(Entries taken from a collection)
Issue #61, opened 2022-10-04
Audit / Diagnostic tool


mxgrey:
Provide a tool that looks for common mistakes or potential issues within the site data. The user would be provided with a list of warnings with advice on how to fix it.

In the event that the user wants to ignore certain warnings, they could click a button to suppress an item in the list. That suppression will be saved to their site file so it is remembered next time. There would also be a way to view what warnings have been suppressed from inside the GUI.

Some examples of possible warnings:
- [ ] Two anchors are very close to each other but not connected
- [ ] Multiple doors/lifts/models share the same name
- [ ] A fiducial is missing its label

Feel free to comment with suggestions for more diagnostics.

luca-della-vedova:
...
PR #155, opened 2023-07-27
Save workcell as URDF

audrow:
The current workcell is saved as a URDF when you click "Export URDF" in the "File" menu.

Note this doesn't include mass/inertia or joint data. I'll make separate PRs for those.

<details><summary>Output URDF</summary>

INSTRUCTIONS TO FOLLOW -
What are the lines, exactly as written above, from the line with "Save workcell as URDF" to the line with "<details><summary>Output URDF</summary>", both included? Output only those.

ANSWER BOX -
Save workcell as URDF

audrow:
The current workcell is saved as a URDF when you click "Export URDF" in the "File" menu.

Note this doesn't include mass/inertia or joint data. I'll make separate PRs for those.

<details><summary>Output URDF</summary>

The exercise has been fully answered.